SUMÁRIO:1. Introdução. 2. A Justiça Social. 3. Garantia Constitucional. 4. Novo valor do Direito à propriedade. 5. Função Social da propriedade. 6. Responsabilidade Social da empresa. 7. Objetivos e benefícios adquiridos pelas empresas com as práticas sociais. 8. Conclusões. 9. Bibliografia.


1. Introdução:

Considerando-se a tendência mundial em privilegiar a iniciativa privada em detrimento do Estado, a ocorrência da chamada Globalização dos mercados e a busca incessante das empresas pelo crescimento dos lucros, o Brasil assumiu, constitucionalmente, também esse risco ao conceder, à iniciativa privada, a exploração dos mais diversos campos econômicos.

Esse risco, porém, foi de certo modo calculado pois, mesmo garantindo às empresas, liberdades de gestão e atuação, também regrou o uso da propriedade dentro de parâmetros que indicam a preocupação do Estado com o cidadão e com a sociedade, mitigando o direito de propriedade, antes inatacável, atrelando-o à necessidade desta em atender sua função social.

Quando a Constituição Federal traça os princípios gerais da atividade econômica [1], o faz garantindo a livre iniciativa mas a concedendo mediante uma contraprestação da própria empresa de que ela deverá participar da integração do cidadão à coletividade, garantindo-lhe um bem estar e uma vivência digna.

Nessa esteira, o texto constitucional quando trata de liberdade de iniciativa, valorização do trabalho, existência digna e justiça social, claramente reforça a idéia da intenção nacional de garantir a exploração econômica por todos aqueles que se lançarem no mercado da produção de bens e serviços por sua conta e risco com a certeza de que será amparado em seus direitos pelo Estado.

O exercício da atividade econômica pelo particular, deverá sempre ter como norte, a satisfação das necessidades fundamentais da coletividade, tanto físicas quanto espirituais, morais e artísticas, representações estas da Justiça Social buscada pelo Estado, sob pena de verem seus direitos serem cerceados em função de que, no atual panorama econômico, a propriedade deve visar, além dos lucros e produção de bens, atender sua função de tornar melhor a sociedade como um todo.

Com essa realidade, as empresas devem assumir posições como agentes transformadores da sociedade, assumindo papeis para coibir ações que possam prejudicar seu público, seus clientes, seus fornecedores e na sociedade em que está estabelecida.

Dessa forma, a dita responsabilidade deve ir além de uma campanha filantrópica ou de apoio, mas deve transparecer seus valores, seus princípios em prol do bem estar da sociedade e a possibilidade de acrescer para proporcionar a todos a que se relaciona a existência digna.

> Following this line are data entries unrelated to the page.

PR #640, opened 2026-01-12
fix(deps): bump parking_lot required version to 0.12.3

TobiasBengtsson:
to include support for parking_lot::ArcRwLockReadGuard and parking_lot::ArcRwLockWriteGuard that we use in src/zend/globals.rs, that was only publicly exposed in 0.12.3 (commit [[c357017d](https://github.com/Amanieu/parking_lot/commit/c357017decfa0f21ca597a4958745ad0999cf9eb)]).

### DIFF
--- a/Cargo.toml
+++ b/Cargo.toml
@@ -18,7 +18,7 @@ autotests = false
 
 [dependencies]
 bitflags = "2"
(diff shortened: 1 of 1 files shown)


Xenira:
LGTM thanks

PR #643, opened 2026-01-14
feat(string): smartstring support

kakserpom:


src/types/string/smartstring_impl.rs
```diff
@@ -0,0 +1,50 @@
...
+impl<M: smartstring::SmartStringMode> IntoZval for SmartString<M> {
+    const TYPE: DataType = DataType::String;
+    const NULLABLE: bool = false;
+
+    fn set_zval(self, zv: &mut Zval, persistent: bool) -> Result<()> {
+        zv.set_string(self.as_str(), persistent)
+    }
+}
+
+impl FromZval<'_> for SmartString<LazyCompact> {
```
ptondereau: Should we be more generic here?
```suggestion
impl<M: smartstring::SmartStringMode> FromZval<'_> for SmartString<M> {
```

kakserpom: Thanks

PR #654, opened 2026-01-27
docs(guide): customize favicon

c14n:
Every piece of documentation built with the `mdbook` tool that uses the default theme also uses the default favicon, which makes it hard to recognize the correct browser tab for the particular piece of documentation you're looking for if you're a tab hoarder like myself.

So I just pilfered the logo from the org's profile, rescaled it, and placed it in the location that is picked up by `mdbook` .

It's not a perfect solution. The logo has too much detail to be easily recognizable as a crabephant (elephtacean? pinceratrunkus?) at smaller sizes, but it's different enough from the default to be noticeable, which solves the problem.

## Checklist

- [x] I have added tests that prove my code works as expected. **(N/A)**
- [x] I have added documentation if applicable. **(N/A)**
- [x] I have added a [migration guide](../CONTRIBUTING.md#breaking-changes) if applicable. **(N/A)**


ptondereau:
hello and thanks! Still a good contrib

PR #656, opened 2026-01-27
feat(class): abstract and final methods

kakserpom:
## Description

Brings about abstract and final methods defined in Rust.

### DIFF
--- a/crates/macros/src/impl_.rs
+++ b/crates/macros/src/impl_.rs
@@ -75,6 +75,8 @@ struct MethodArgs {
     vis: Visibility,
     /// Method type.
     ty: MethodTy,
+    /// Whether this is a final method.
+    is_final: bool,
 }
 
 #[derive(FromAttributes, Default, Debug)]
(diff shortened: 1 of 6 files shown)


crates/macros/src/impl_.rs
```diff
@@ -242,11 +252,21 @@ impl<'a> ParsedImpl<'a> {
...
+                            modifiers.insert(MethodModifier::Final);
                         }
 
-                        let builder = func.function_builder(&call_type);
+                        // Abstract methods use a different builder that doesn't generate a handler
+                        let builder = if is_abstract {
+                            func.abstract_function_builder()
+                        } else {
+                            func.function_builder(&call_type)
+                        };
```
ptondereau, line 311: be aware of these cases:

```rust
if is_abstract && opts.is_final {
      bail!(method.sig.ident => "Methods cannot be both abstract and final.");
}
if is_abstract && matches!(opts.vis, Visibility::Private) {
      bail!(method.sig.ident => "Abstract methods cannot be private.");
}
```

PR #662, opened 2026-01-29
fix(stubs): Proper stub generation for interfaces

kakserpom:


ptondereau:
as we don't have tests for cargo-php do you have any before/after output?

kakserpom:
1) `cargo php stubs` crashed because of dtor calls.

2) Interface stubs were not generated

My use case:
https://github.com/kakserpom/php-sqlx-rs/tree/master

crates/macros/src/impl_interface.rs
```diff
@@ -146,6 +146,16 @@ fn generate_method_builder(
     output: &ReturnType,
     is_static: bool,
 ) -> TokenStream {
+    // Helper to check if a type is Option<T>
+    fn is_option_type(ty: &syn::Type) -> bool {
```
ptondereau, line 150: This assumes that all optional arguments are at the end of the function's signature.
What if we have: `fn foo(&self, opt: Option<i64>, required: i64)`?

src/types/zval.rs
```diff
@@ -756,15 +756,22 @@ impl Zval {
...
+        // This is important for cargo-php stub generation where zval_ptr_dtor is
+        // stubbed as a null pointer - calling it would crash.
         if self.is_string() {
             unsafe {
                 if let Some(str_ptr) = self.value.str_.as_mut() {
                     ext_php_rs_zend_string_release(str_ptr);
                 }
             }
-        } else {
+        } else if self.is_array() || self.is_object() || self.is_resource() || self.is_reference() {
```
ptondereau:
```suggestion
        } else if self.is_array() || self.is_object() || self.is_resource() || self.is_reference() || self.get_type() == DataType::ConstantExpression {
```

`IS_CONSTANT_AST` needs to be destroyed too.

But maybe a cleaner way is to add a method `is_constant_ast()`

PR #765, opened 2026-08-21
feat: introduce --lib-name on static-glue to skip `cargo metadata` call

okhoshi:
## Description

Follow-up on #764, which made the library name always derives from library target name through `cargo metadata`, reintroduce a new flag to skip `cargo metadata` call.

As I'm integrating `ext-php-rs` in a Bazel build, depending on `cargo metadata` is a huge burden: the metadata call refetches the entire dependencies of the crate, because it's ran in isolation. Being able to inject the library name by myself (which I know) makes it lighter. I reckon it's an advanced use case, but I think the entire static-glue already is.

cc @TobiasBengtsson @ptondereau 

## Checklist

### DIFF
--- a/crates/cli/README.md
+++ b/crates/cli/README.md
@@ -157,10 +157,15 @@ USAGE:
     cargo-php static-glue [OPTIONS]
 
 OPTIONS:
-        --ext-name <EXT_NAME>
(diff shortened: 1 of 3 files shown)


ptondereau (approved):
LGTM thanks

PR #554, opened 2015-11-05
[faq] Add note about trailing underscores

JohnLZeller:
An issue came up that exposed that we both trim trailing spaces from submitted tags, and that the documentation suggests otherwise. This adds a note to make sure it's documented.

(internal) https://trello.com/c/yXQz0bwl/632-trailing-underscores-in-tags


JohnLZeller:
@conorbranagan spare a r? :)

conorbranagan:
:+1:

PR #555, opened 2015-11-12
speed up compile time

technovangelist:


technovangelist:
Lots of optimizations here. Nanoc was cycling through every item several times when building each item.  this dropped the erb filter processing time from 12+ seconds to as little as 1 second. Plus there is a 'cache_buster' added that adds the hash of the file to the end of the file name of the 2 main css files, but running on 760 files. filtering this to only work on 2 files dropped the runtime of that one thing from 30+sec to 0.02 seconds. A few other optimizations brings compile down from 60+ seconds to somewhere between 2 and 20 seconds.

PR #566, opened 2015-11-17
Specifying a datadog.conf restriction in the tagging guide, following…

Martiflex:
… conversation in ticket 38159


technovangelist:
I am going to deny this one but you pointed out a valid issue. The problem is not that datadog.conf is a yaml file that doesn't accept a format, but rather that datadog.conf is not a yaml file but a ini file (historical reasons). I will fix it in a separate pr. Thanks

PR #581, opened 2015-12-01
Removing antique parameter dogstatsd_interval parameter, now absent f…

Martiflex:
…rom the datadog-agent code. See discussion here: https://github.com/DataDog/dd-agent/issues/805


wilcollins:
Any reason for not having this configurable other than the lack of implementation? I'll be happy to PR if it's not a lost cause based on any current disposition on the matter.

PR #598, opened 2015-12-22
Updated NGINX and DynamoDB doc

JayJayM:
Added default dashboard screenshot on NGINX and links to our series of publication.


irabinovitch:
Minor nit: we should probably do each doc as a separate PR/commit in the future. Otherwise LGTM. Merging.

PR #604, opened 2016-01-04
Drop python-dogstatsd from libraries page as it's deprecated

conorbranagan:
You can perform all functionality in the `datadogpy` library now. The README also shows the library as deprecated when you visit the repo.


irabinovitch:
LGTM.

PR #619, opened 2016-01-22
Update nokogiri in response to security update

miketheman:
Again, non-critical, as we only use the library during site generation,
but should be updated to prevent security warnings for insecure
dependencies.

https://web.nvd.nist.gov/view/vuln/detail?vulnId=CVE-2015-7499

Fixed versions: 1.6.7.2
Solution: Upgrade to latest version.

Source:
https://groups.google.com/forum/#!topic/ruby-security-ann/Dy7YiKb_pMM


miketheman:
@technovangelist merge at will.

PR #620, opened 2016-01-25
Thresholds is no longer service check only

ojongerius:


ojongerius:
Doco has been updated.

PR #649, opened 2016-02-29
Add nginx LUA integration to integration list

irabinovitch:
* alphabetize library / integration listings
* Add nginx LUA integration to integration list


technovangelist:
alphabetization? how did we not think of that one before.....

PR #656, opened 2016-03-07
update config directory

phoet:
this should also be changed, but i'm not sure if that is true for all `BasicAgentUsage-nix`

> Configuration
> The configuration file for the Agent is located at ~/.datadog-agent/datadog.conf
>
> Configuration files for integrations are located in ~/.datadog-agent/conf.d/

### DIFF
--- a/content/guides/basic_agent_usage/osx.md
+++ b/content/guides/basic_agent_usage/osx.md
@@ -3,7 +3,7 @@ title: Basic Agent Usage for OS X
 kind: documentation
 servicename: /usr/local/bin/datadog-agent
 serviceinfoname: /usr/local/bin/datadog-agent info
-configdirectory: ~/.datadog-agent/
+configdirectory: /opt/datadog-agent/etc/
 logdirectory: /var/log/datadog/
 supervisorlog: /var/log/datadog/supervisord.log
 os: osx


technovangelist:
the install creates a symlink to those directories in ~/.datadog-agent. so the current docs are accurate. Thanks for submitting the PR though

phoet:
@technovangelist ah, looks like an old installation had it installed with different access rights. i removed the `~/.datadog-agent/` directory and re-installed the agent. now it looks fine:

```
lrwxr-xr-x   1 peter  staff    31  7 Mär 16:51 checks.d -> /opt/datadog-agent/etc/checks.d
lrwxr-xr-x   1 peter  staff    29  7 Mär 16:51 conf.d -> /opt/datadog-agent/etc/conf.d
lrwxr-xr-x   1 peter  staff    35  7 Mär 16:51 datadog.conf -> /opt/datadog-agent/etc/datadog.conf
```

another note, in the [osx setup guides](https://app.datadoghq.com/account/settings#agent/mac) the `/opt/datadog-agent/etc/conf.d` is used as well.

technovangelist:
ok, but maybe this points to something we should look for in the install. Thanks for pointing it out. 

I will look into the setup guides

Por fim, na sociedade de hoje, essa preocupação com o social, o ecológico, o humano e a valoração dos princípios básicos de convivência, como o trabalho e a existência digna poderá representar o diferencial entre o sucesso e o fracasso na atividade econômica e a inserção ou não da empresa, no contexto mundial.


2. A Justiça Social

A busca por uma Justiça Social vem exatamente reforçar a idéia da existência digna contida no artigo 170 e ss., da Constituição Federal.

Aduz-se que haveria um contra-senso entre a busca pela Justiça Social e a liberdade de iniciativa, uma vez que estaria sendo privilegiada a exploração econômica desenfreada em detrimento do emprego justo e distribuição eqüitativa de rendas.

Contudo, a história nos mostra que os Estados que mais têm avançado no campo social são exatamente aqueles que adotam a plena liberdade de iniciativa.

A Justiça Social consiste na possibilidade de todos contarem com o mínimo para satisfazerem suas necessidades fundamentais, tanto físicas como espirituais, morais e artísticas, com um emprego humano e justamente remunerado e, dessa forma não é aceitável reconhecer-se que a Justiça Social somente poderá ser atingida na medida que se negue à iniciativa privada a possibilidade de exercer, na sua plenitude, sua atividade de produção de riquezas.

Mesmo que se relegue ao Estado o papel de distribuidor de riquezas nacionais, este, por si só, não consegue mais atingir, a contento, todos os meios sociais e, dessa forma, imprescindível a participação da livre iniciativa para a busca do crescimento da sociedade, mas com a exigência de que, no exercício da atividade, a utilidade comum se sobreponha à utilidade individual e a empresa se dirija para o atendimento do novo valor informativo da ordem econômica social, a fase da responsabilidade social de todos, não só do Estado.


3. Garantia Constitucional

É dispositivo constitucional que todos são iguais perante a Lei, sendo garantido a todos a inviolabilidade do direito à vida, à liberdade, à igualdade, à segurança e à propriedade, mas indicando que ela atenderá a sua função social [2].

Portanto, o Estado-Nação tem como uma de suas perspectivas um ideal de civilização e sociedade, abrindo-se um novo cenário entre o poder estatal e seus relacionamentos com a propriedade privada, esta, enquanto garantia constitucional, assegura a execução da atividade pelo privado, desde que se faça cumprir o princípio da função social da propriedade.

A propriedade deverá, então, de acordo com os ditames constitucionais, ser exercida observando-se para tanto um feixe de deveres que desencadeiam em uma preocupação social no exercício da atividade, sob pena de não merecer guarida do Estado em seus direitos.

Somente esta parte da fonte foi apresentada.